■ About this task
Before doing anything else, copy the entries below exactly.

──────── Records supplied

PR #1980, opened 2026-07-06
fix: fix release/0.18 vulnerabilities

bwplotka:
```
./gmpctl.sh vulnfix
```


bwplotka:
Nothing to fix, ~so why our image looks vuln?~ answer: we never released 0.18.1-r.1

────────────────

■ Solution to the problem
PR #1980, opened 2026-07-06
fix: fix release/0.18 vulnerabilities

bwplotka:
```
./gmpctl.sh vulnfix
```


bwplotka:
Nothing to fix, ~so why our image looks vuln?~ answer: we never released 0.18.1-r.1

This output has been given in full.